Heteroactivism: How today’s anti-LGBTQ+ activism is becoming more sophisticated

Researchers Kath Browne and Catherine Jean Nash are calling for new approaches to engaging with opposition in response to the rise of heteroactivism. 

A person in a hoodie sitting at a laptop

Due to the significant progress of LGBTQ+ rights around the world, there has been a subsequent rise in opposition against sexual and gender equalities. Researchers Kath Browne and Catherine Jean Nash have investigated the changes to rhetoric and tactics of resistance in their book Heteroactivism: Resisting Lesbian, Gay, Bisexual and Trans and Equalities.

Speaking about their groundbreaking book, Professor at University College Dublin, Kath Browne, shared, “The presumption is you can just call people dangerous or homophobic or biphobic and then they will go away. Actually, what we found in our research is that isn’t true and if anything, it bolsters arguments in ways that people maybe don’t anticipate.”

“The argument has shifted so massively and that shift, we don’t think, hasn’t been accounted for at all. So, this book is about naming that shift and about showing people what these arguments are and what they mean,” Browne continued. 

As countries observe political and social changes in terms of marriage equality, LGBTQ+ education in schools, and trans rights, new attacks emerge to reposition heterosexuality as superior. Unlike prior arguments that decried same-sex relationships as deviant or relied on demonising queer people, heteroactivists operate through a moral superiority; exploiting concerns around children, as well as freedom of speech. 

Professor Emeritus of Geography and Tourism Studies, Catherine Jean Nash, highlighted the need for reassessing approaches to these new forms of resistance. She said, “We are very concerned that many groups still rely on ‘Oh, you are homophobic’ or ‘You’re transphobic’ without really coming up against the arguments. Part of our book was to say – pay attention to these arguments, cause we need to start thinking about how to deal with them, in both the political and social arena.”
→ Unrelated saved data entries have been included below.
PR #206, opened 2023-05-16
chore: java sample universal scheme deep links

mrehan27:

### Changes

- Deep links support for app scheme URLs
  - `java-sample://settings`
  - `java-sample://events/custom`
  - `java-sample://attributes/device`
  - `java-sample://attributes/profile`
- Deep links support for universal scheme URLs
  - https://www.java-sample.com/settings
  - https://www.java-sample.com/events/custom
  - https://www.java-sample.com/attributes/device
  - https://www.java-sample.com/attributes/profile
- Fixes and improvements in deep link handling
- Fixed user agent width and text alignment

### DIFF
--- a/samples/java_layout/build.gradle
+++ b/samples/java_layout/build.gradle
@@ -20,7 +20,7 @@ android {
         versionCode 1
         versionName "1.0"
 
-        String universalDeepLinkHost = "ciosample.page.link"
+        String universalDeepLinkHost = "www.java-sample.com"
 
         buildConfigField "String", "UNIVERSAL_DEEP_LINK_HOST", "\"${universalDeepLinkHost}\""
         buildConfigField "String", "API_KEY", "\"${localProperties["apiKey"]}\""
--- a/samples/java_layout/build.gradle
+++ b/samples/java_layout/build.gradle
@@ -20,8 +20,13 @@ android {
         versionCode 1
         versionName "1.0"
 
+        String universalDeepLinkHost = "ciosample.page.link"
+
+        buildConfigField "String", "UNIVERSAL_DEEP_LINK_HOST", "\"${universalDeepLinkHost}\""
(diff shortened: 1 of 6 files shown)


Shahroz16 (approved):

samples/java_layout/build.gradle
```diff
@@ -20,8 +20,13 @@ android {
         versionCode 1
         versionName "1.0"
 
+        String universalDeepLinkHost = "www.java-sample.com"
+
+        buildConfigField "String", "UNIVERSAL_DEEP_LINK_HOST", "\"${universalDeepLinkHost}\""
```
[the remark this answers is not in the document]
mrehan27: Only one benefit of this, and that's whenever we need to change host url, updating one variable will update it both for code files and the `manifest`.

samples/java_layout/build.gradle
```diff
@@ -20,8 +20,13 @@ android {
         versionCode 1
         versionName "1.0"
 
+        String universalDeepLinkHost = "www.java-sample.com"
```
levibostian, line 23: Since we do not own this domain name, Android will not be able to do auto verification for the app links and therefore, I expect that the web browser will open deep link URL or show a share dialog before opening our app? 

With the goal being this app should allow QA to test that our SDK works with Android app links, it's important that the URLs used by QA can be auto verifiable by Android and skip opening the browser and showing a dialog when opening a URL. 

Details on a domain name that is auto verifiable by our apps [is mentioned in slack](https://customerio.slack.com/archives/C01QYDKD0SU/p1683807088350899).

Shahroz16: The firebase dynamic link is a good solution, but this would work too. In Android, you can go to App settings and there you can find these links there once you allow them from settings, next time whenever that link is opened it will open your app rather than the browser, so QA should be able to test it.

Nash began researching the growth of heteroactivism in the early 2000’s when she noticed obscure groups objecting to LGBTQ+ equalities outside the mainstream. What started as a small project looking into how they shaped their arguments quickly became something larger. Around 2012 and onwards, she noted, “Those small objecting groups became stronger and bigger and louder and gained a much more mainstream presence than we originally thought they would.”

After sharing a conversation in Canada many years ago, the two researchers decided to carry on the topic and further understand the emerging heteroactivists. Speaking about the aims of their book, Browne stated, “It’s not about saying ‘this is a hidden agenda’. It’s right there. In the Irish context, it was right there during the 2015 referendum, it wasn’t something that was hidden, it was very clear how they made these arguments.”

Reflecting back on the marriage equality referendum, Browne notes how the two sides seemed to run in parallel lines alongside each other. In regards to rhetoric surrounding the No side and its aftermath, she said, “Failing to understand those arguments and to really get to grips with them will have consequences down the line as they regroup and as they reconsider.” 

Nash further illustrates the long-lasting consequences of these arguments by discussing flashpoints- one of the key frameworks utilised within this research. Speaking on the concept, she said, “When there are these individual explosions, I think people are suddenly forced to respond to these arguments, but I don’t think we are seeing any consorted broader activist engagement with the larger implications of these arguments.”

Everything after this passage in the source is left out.